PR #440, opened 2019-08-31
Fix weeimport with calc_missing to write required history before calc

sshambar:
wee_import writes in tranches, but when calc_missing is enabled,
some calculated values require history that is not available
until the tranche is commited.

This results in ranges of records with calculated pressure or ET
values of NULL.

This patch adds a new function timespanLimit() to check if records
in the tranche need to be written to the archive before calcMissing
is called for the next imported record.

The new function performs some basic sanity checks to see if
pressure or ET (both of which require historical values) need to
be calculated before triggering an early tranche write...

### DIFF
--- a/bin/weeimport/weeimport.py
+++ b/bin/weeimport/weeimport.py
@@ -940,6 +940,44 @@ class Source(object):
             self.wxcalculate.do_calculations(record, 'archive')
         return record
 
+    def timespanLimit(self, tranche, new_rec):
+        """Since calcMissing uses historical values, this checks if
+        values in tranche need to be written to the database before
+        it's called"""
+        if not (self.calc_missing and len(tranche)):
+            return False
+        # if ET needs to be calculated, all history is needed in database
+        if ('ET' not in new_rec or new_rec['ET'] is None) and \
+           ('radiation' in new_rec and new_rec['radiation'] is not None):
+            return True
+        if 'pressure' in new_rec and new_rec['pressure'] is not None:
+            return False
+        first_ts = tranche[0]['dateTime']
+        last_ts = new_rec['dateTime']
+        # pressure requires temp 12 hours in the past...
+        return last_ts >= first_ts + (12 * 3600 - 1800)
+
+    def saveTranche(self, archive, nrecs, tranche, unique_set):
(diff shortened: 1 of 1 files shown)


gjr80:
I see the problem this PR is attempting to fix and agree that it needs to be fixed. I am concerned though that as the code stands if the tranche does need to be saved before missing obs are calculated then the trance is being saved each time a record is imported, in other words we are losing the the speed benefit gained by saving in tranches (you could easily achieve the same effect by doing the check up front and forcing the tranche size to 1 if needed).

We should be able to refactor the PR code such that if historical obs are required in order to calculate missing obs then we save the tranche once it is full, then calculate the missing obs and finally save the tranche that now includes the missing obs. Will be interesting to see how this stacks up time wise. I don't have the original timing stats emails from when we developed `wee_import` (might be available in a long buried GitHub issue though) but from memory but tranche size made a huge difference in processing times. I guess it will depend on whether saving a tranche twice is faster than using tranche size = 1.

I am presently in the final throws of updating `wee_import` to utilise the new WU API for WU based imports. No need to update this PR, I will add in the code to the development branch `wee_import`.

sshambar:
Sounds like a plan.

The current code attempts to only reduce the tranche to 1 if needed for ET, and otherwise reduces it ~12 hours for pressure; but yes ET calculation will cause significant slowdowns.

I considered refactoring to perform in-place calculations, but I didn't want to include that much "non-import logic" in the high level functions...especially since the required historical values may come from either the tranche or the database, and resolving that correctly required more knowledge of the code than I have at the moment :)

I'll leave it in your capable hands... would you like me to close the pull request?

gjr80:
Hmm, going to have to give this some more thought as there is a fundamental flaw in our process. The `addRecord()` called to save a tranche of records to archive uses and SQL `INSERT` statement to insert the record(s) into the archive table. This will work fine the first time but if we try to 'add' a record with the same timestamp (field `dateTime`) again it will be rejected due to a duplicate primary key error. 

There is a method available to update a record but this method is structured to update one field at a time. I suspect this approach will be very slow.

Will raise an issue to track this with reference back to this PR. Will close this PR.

==================================================

#### [Exercise goal]
Print out the whole listing exactly as it appears.

#### [Task output]
PR #440, opened 2019-08-31
Fix weeimport with calc_missing to write required history before calc

sshambar:
wee_import writes in tranches, but when calc_missing is enabled,
some calculated values require history that is not available
until the tranche is commited.

This results in ranges of records with calculated pressure or ET
values of NULL.

This patch adds a new function timespanLimit() to check if records
in the tranche need to be written to the archive before calcMissing
is called for the next imported record.

The new function performs some basic sanity checks to see if
pressure or ET (both of which require historical values) need to
be calculated before triggering an early tranche write...

### DIFF
--- a/bin/weeimport/weeimport.py
+++ b/bin/weeimport/weeimport.py
@@ -940,6 +940,44 @@ class Source(object):
             self.wxcalculate.do_calculations(record, 'archive')
         return record
 
+    def timespanLimit(self, tranche, new_rec):
+        """Since calcMissing uses historical values, this checks if
+        values in tranche need to be written to the database before
+        it's called"""
+        if not (self.calc_missing and len(tranche)):
+            return False
+        # if ET needs to be calculated, all history is needed in database
+        if ('ET' not in new_rec or new_rec['ET'] is None) and \
+           ('radiation' in new_rec and new_rec['radiation'] is not None):
+            return True
+        if 'pressure' in new_rec and new_rec['pressure'] is not None:
+            return False
+        first_ts = tranche[0]['dateTime']
+        last_ts = new_rec['dateTime']
+        # pressure requires temp 12 hours in the past...
+        return last_ts >= first_ts + (12 * 3600 - 1800)
+
+    def saveTranche(self, archive, nrecs, tranche, unique_set):
(diff shortened: 1 of 1 files shown)


gjr80:
I see the problem this PR is attempting to fix and agree that it needs to be fixed. I am concerned though that as the code stands if the tranche does need to be saved before missing obs are calculated then the trance is being saved each time a record is imported, in other words we are losing the the speed benefit gained by saving in tranches (you could easily achieve the same effect by doing the check up front and forcing the tranche size to 1 if needed).

We should be able to refactor the PR code such that if historical obs are required in order to calculate missing obs then we save the tranche once it is full, then calculate the missing obs and finally save the tranche that now includes the missing obs. Will be interesting to see how this stacks up time wise. I don't have the original timing stats emails from when we developed `wee_import` (might be available in a long buried GitHub issue though) but from memory but tranche size made a huge difference in processing times. I guess it will depend on whether saving a tranche twice is faster than using tranche size = 1.

I am presently in the final throws of updating `wee_import` to utilise the new WU API for WU based imports. No need to update this PR, I will add in the code to the development branch `wee_import`.

sshambar:
Sounds like a plan.

The current code attempts to only reduce the tranche to 1 if needed for ET, and otherwise reduces it ~12 hours for pressure; but yes ET calculation will cause significant slowdowns.

I considered refactoring to perform in-place calculations, but I didn't want to include that much "non-import logic" in the high level functions...especially since the required historical values may come from either the tranche or the database, and resolving that correctly required more knowledge of the code than I have at the moment :)

I'll leave it in your capable hands... would you like me to close the pull request?

gjr80:
Hmm, going to have to give this some more thought as there is a fundamental flaw in our process. The `addRecord()` called to save a tranche of records to archive uses and SQL `INSERT` statement to insert the record(s) into the archive table. This will work fine the first time but if we try to 'add' a record with the same timestamp (field `dateTime`) again it will be rejected due to a duplicate primary key error. 

There is a method available to update a record but this method is structured to update one field at a time. I suspect this approach will be very slow.

Will raise an issue to track this with reference back to this PR. Will close this PR.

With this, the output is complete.